PR #631, opened 2023-02-25
[SDK] Detect appURI

nachoiacovino:


packages/sdk/src/evm/contracts/smart-contract.ts
```diff
@@ -286,4 +292,11 @@ export class SmartContract<TContract extends BaseContract = BaseContract>
     }
     return undefined;
   }
+
+  private detectAppURI() {
+    if (detectContractFeature<AppURI>(this.contractWrapper, "AppURI")) {
```
joaquim-verges, line 297: Here you should also check for the contract metadata extension

nachoiacovino: so check for both? you can have appURI without contract metadata

joaquim-verges: one OR the other.

`appUri = detect(AppUri) || detect(ContractMetadata)`

joaquim-verges: @nachoiacovino @furqanrydhan ^

PR #632, opened 2023-02-25
[Multi] Document marketplace v3 with examples

nachoiacovino:
Also fix the wrong quote thing and documented PackVRF


nachoiacovino:
doing a couple more changes on the same PR, marketplace v3 on sdk has no detections :D

joaquim-verges (approved):

PR #644, opened 2023-02-28
Allow passing gatewayUrls as array and directly

adam-maj:


packages/sdk/src/evm/common/storage.ts
```diff
@@ -0,0 +1,17 @@
+import { StorageConfigInput, StorageConfigSchema } from "../schema";
+import { ThirdwebStorage } from "@thirdweb-dev/storage";
+
+function isStorage(config: StorageConfigInput): config is ThirdwebStorage {
+  return config instanceof ThirdwebStorage;
```
jnsdls, line 5: this is scary because if I install my own thirdweb storage package this will *not* match

jnsdls (commented):
might work?

jnsdls (approved):
LGTM

PR #657, opened 2023-03-01
[SDK] Add prepare transaction to contract

adam-maj:


packages/sdk/src/evm/core/classes/contract-wrapper.ts
```diff
@@ -269,6 +269,94 @@ export class ContractWrapper<
...
+    const ethersFnName = `${functionName as string}(${fn.inputs
+      .map((i) => i.type)
+      .join()})` as TMethod;
+
+    // check if the function exists on the contract, otherwise use the name passed in
+    const fnName =
+      ethersFnName in this.readContract.functions ? ethersFnName : functionName;
+
+    // TODO validate each argument
+    if (fn.stateMutability === "view" || fn.stateMutability === "pure") {
```
joaquim-verges, line 335: Can we consolidate this code with .call? It's the same setup no?

packages/sdk/src/evm/core/classes/contract-wrapper.ts
```diff
@@ -269,6 +269,94 @@ export class ContractWrapper<
...
+      const signer = this.getSigner();
+      if (!signer) {
+        throw new Error("No signer found");
+      }
+
+      const signedTx = await signer.signTransaction(tx);
+
+      return {
+        transaction: tx,
+        signature: signedTx,
```
joaquim-verges, line 355: Hmmm i was hoping to get a transaction object here, something i can call estimate/simulate/encode on

adam-maj: This setup is jake specific - I actually don't want to write like this I think - really what I want is for these to call into `Transaction`, but that causes a circular dependency which makes test cases fail for now so I just did the quick solution to get a working version for Jake

Also won't have duplicated `call` code

PR #660, opened 2023-03-01
Fix Wrong Currency symbol in non-default chains

MananTank:
Fixed: 

image

### DIFF
--- a/packages/react-core/src/evm/providers/thirdweb-sdk-provider.tsx
+++ b/packages/react-core/src/evm/providers/thirdweb-sdk-provider.tsx
@@ -147,10 +147,17 @@ const WrappedThirdwebSDKProvider = <
       }
     }
 
+    // TODO: find a better way to fix the type error
+    type ForcedChainType = {
+      rpc: string[];
+      chainId: number;
+      nativeCurrency: { symbol: string; name: string; decimals: 18 };
+    };
+
     const mergedOptions = {
       readonlySettings,
       ...sdkOptions,
-      chains: supportedChains,
+      supportedChains: supportedChains as any as ForcedChainType[],
     };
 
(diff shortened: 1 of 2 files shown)


packages/react-core/src/evm/providers/thirdweb-sdk-provider.tsx
```diff
@@ -147,10 +147,17 @@ const WrappedThirdwebSDKProvider = <
...
+      rpc: string[];
+      chainId: number;
+      nativeCurrency: { symbol: string; name: string; decimals: 18 };
+    };
+
     const mergedOptions = {
       readonlySettings,
       ...sdkOptions,
-      chains: supportedChains,
+      supportedChains: supportedChains as any as ForcedChainType[],
```
joaquim-verges, line 160: Oof good catch

joaquim-verges (approved):

packages/react-core/src/evm/providers/thirdweb-sdk-provider.tsx
iketw, line 160: Nice catch. There are some mandatory fields in the Chain type that we don't have here. I'm worried this may cause other issues down the line if we assume we have those fields, e.g. `testnet`, `slug`, `shortName`, `chain`, `name`. Should we maybe do a `getChains(supportedChains)` where we fetch the actual Chain obj based on the chaindId?

jnsdls: this should be fine for now

jnsdls (approved):

rushby:
Is this causing the currency symbol to display as ETH for non ? Seeing that issue currently on 3.9.5

PR #662, opened 2023-03-01
app uri

furqanrydhan:


packages/sdk/src/evm/contracts/prebuilt-implementations/pack.ts
```diff
@@ -66,6 +73,7 @@ export class Pack extends StandardErc1155<PackContract> {
 
   public abi: Abi;
   public metadata: ContractMetadata<PackContract, typeof PackContractSchema>;
+  public app: ContractAppURI<BaseContract>;
```
adam-maj, line 76: Any reason we're passing `BaseContract` into these? We should be passing in the contract specific type for the prebuilts - like in this case `ContractAppURI<PackContract>`

packages/sdk/src/evm/contracts/smart-contract.ts
```diff
@@ -316,12 +317,22 @@ export class SmartContract<TContract extends BaseContract = BaseContract>
...
+  private detectApp() {
+    const metadata = new ContractMetadata(
+      this.contractWrapper,
+      CustomContractSchema,
+      this.storage,
+    );
+
+    if (detectContractFeature<IAppURI>(this.contractWrapper, "AppURI")) {
+      return new ContractAppURI(this.contractWrapper, metadata);
+    } else if (
```
adam-maj, line 329: These can just be in a single if statement with an `||`

packages/sdk/src/evm/core/classes/contract-appuri.ts
```diff
@@ -45,12 +45,14 @@ export class ContractAppURI<TContract extends BaseContract>
...
    */
-  public async get() {
-    if (detectContractFeature<AppURI>(this.contractWrapper, "AppURI")) {
+  public async get(): Promise<string> {
+    if (detectContractFeature<IAppURI>(this.contractWrapper, "AppURI")) {
       return await this.contractWrapper.readContract.appURI();
     }
 
-    return (await this.metadata.get()).appURI || "";
+    const appUri = (await this.metadata.get()).app_uri;
```
adam-maj, line 53: This will throw an error if `app_uri` isn't on metadata - which can happen since metadata is untyped.

packages/sdk/src/evm/core/classes/contract-appuri.ts
```diff
@@ -45,12 +45,14 @@ export class ContractAppURI<TContract extends BaseContract>
...
+
+    return Promise.resolve(`ipfs://${appUri.split("/ipfs/")[1]}` || Promise.resolve(""));
```
adam-maj, line 55: These don't need to be wrapped in `Promise.resolve()` since the function is async.

Also we're assuming that the `appUri` the user passes is an IPFS hash. But they can pass an HTTPS or any other type of URL (like arweave or sia or some other storage system) and this will break. We can't just assume it's IPFS here.

packages/sdk/src/evm/contracts/smart-contract.ts
furqanrydhan: sounds good

packages/sdk/src/evm/contracts/prebuilt-implementations/pack.ts
furqanrydhan: sounds good

packages/sdk/src/evm/contracts/smart-contract.ts
furqanrydhan: didn't work, leaving it

PR #666, opened 2023-03-01
CLI improvements

shift4id:


package.json
```diff
@@ -22,7 +22,7 @@
     "lint": "turbo run lint",
     "fix": "turbo run fix",
     "clean": "turbo run clean && rm -rf node_modules",
-    "format": "prettier --write \"**/*.{ts,tsx,md}\"",
```
jnsdls, line 25: this root format should already be hitting all packages, right?

PR #669, opened 2023-03-03
[SDK] Add ENS resolution function and support on AddressInput

adam-maj:
Discussed w/ @jnsdls:
- It makes sense for ENS resolution to be a check/parsing on the `AddressInput`. If the passed value isn't a valid address, we check if it's a valid ENS name.
- Cache mapping of ENS -> resolved address using SWR so we don't have to keep making requests
- This means that all schemas using `AddressInput` will now need to use `.parseAsync()` (unavoidable to have an async step for this somewhere since ENS resolution requires network request)
- We also intercept all parameters going to ethers (via `Transaction`, which we can assume all transactions will eventually switch to, as well as `contract.call`) for ABI inputs with `address` values and use the `AddressInput` on them to do ENS transformation (non-blocking), and then pass them through to `ethers` always if it fails.


jnsdls:
@adam-maj btw this fails a **bunch** of test cases

adam-maj:
Better off just merging ENS in one PR

PR #678, opened 2023-03-04
Add CLI command to deploy dynamic smart contracts

nkrishang:
Add the `--dynamic` flag to the `deploy` command:
```bash
thirdweb deploy --dynamic
```
This let's a user select a router contract type (`upgradeable`, `non-upgradeable`, `thirdweb-router`) and then select the extension contracts to add to the selected router.


packages/cli/src/common/processor.ts
```diff
@@ -265,3 +345,57 @@ export function getUrl(hashes: string[], command: string) {
...
+        });
+    }
+
+		extensions.push({
+      metadata,
+			functions
+    });
+    extensionDeployArgs.push({
+      name: contract.name,
+      amount: 0,
```
joaquim-verges, line 388: what's amount here?

packages/cli/src/constants/router-contracts.ts
```diff
@@ -0,0 +1,37 @@
...
+export interface TWRouterParams {
+  extensionRegistry: string;
+  extensionNames: string[];
+}
+
+export const EXTENSION_REGISTRY_ADDRESS: string = "0x0000000000000000000000000000000000000000";
+
+export const ROUTER_CONTRACTS: Record<string, PreDeployedRouter> = {
+  "upgradeable": {
+    name: "RouterUpgradeableFactory",
```
joaquim-verges, line 23: when these show up in the CLI - we should have a little explanation of what they are next to each. Just like we do in `npx thirdweb detect`

packages/cli/src/core/interfaces/Extension.ts
```diff
@@ -0,0 +1,24 @@
...
+export interface Extension {
+    metadata: ExtensionMetadata;
+    functions: ExtensionFunction[];
+}
+
+export interface ExtensionDeployArgs {
+    name: string;
+    amount: number;
+    salt: string;
+    bytecode: string;
```
joaquim-verges, line 23: there's a little bit of duplicated code with what's in the SDK (in yash's marketplace v3 branch) should add a TODO here to consolidate

PR #681, opened 2023-03-06
[SDK] Add ENS support to all functions

adam-maj:
Discussed w/ @jnsdls:
- It makes sense for ENS resolution to be a check/parsing on the `AddressOrEns`. If the passed value isn't a valid address, we check if it's a valid ENS name.
- Cache mapping of ENS -> resolved address using SWR so we don't have to keep making requests
- This means that all schemas using `AddressOrEns` will now need to use `.parseAsync()` (unavoidable to have an async step for this somewhere since ENS resolution requires network request)
- Everywhere that takes an address as input should now get parsed with the `resolveAdress` function


packages/sdk/src/evm/common/ens.ts
```diff
@@ -0,0 +1,55 @@
...
+
+const ENS_CACHE = new Map<string, CachedEns>();
+
+// TODO: Respect SDK RPC configuration and don't pull straight from ethers
+const provider = new providers.JsonRpcProvider(
+  `https://ethereum.rpc.thirdweb.com/${DEFAULT_API_KEY}`,
+);
+
+async function refreshCache(ens: string): Promise<string | null> {
+  const address = await provider.resolveName(ens);
```
joaquim-verges, line 18: can you make sure this works for cb.id and ens with subdomains? like thirdweb.deployer.eth ?

packages/sdk/src/evm/contracts/prebuilt-implementations/pack.ts
```diff
@@ -287,22 +288,22 @@ export class Pack extends StandardErc1155<PackContract> {
             tokenMetadata.decimals,
           );
           erc20Rewards.push({
-            contractAddress: reward.assetContract,
+            contractAddress: reward.assetContract as Address,
```
joaquim-verges, line 291: wait does this mean TS will yell at me for passing a string address now?

adam-maj: No, `Address` is just a `string` type. But I initially made it with address as `0x${string}` just to have errors propagate up and try to make the repo compatible with `Address` / `AddressOrEns` types regardless of if the types switch out underneath. But switched it back to just `string` to prevent the user type errors

PR #755, opened 2023-03-16
[tooling] - switch to pnpm for faster CI

jnsdls:


jnsdls:
@joaquim-verges here's the pros and cons of this change:

**pros**
- cuts CI time by ~50%
- enforces proper dependencies are installed with each package (if not it will tell u ur missing one) (check the package.json changes in the packages to see what it caught immediately)

**cons**
- have to learn to type `pnpm` instead of `yarn`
- - - -
How to complete this task: Copy out every line of the listing where the word "SmartContract" occurs.

Solution below:
@@ -286,4 +292,11 @@ export class SmartContract<TContract extends BaseContract = BaseContract>
@@ -316,12 +317,22 @@ export class SmartContract<TContract extends BaseContract = BaseContract>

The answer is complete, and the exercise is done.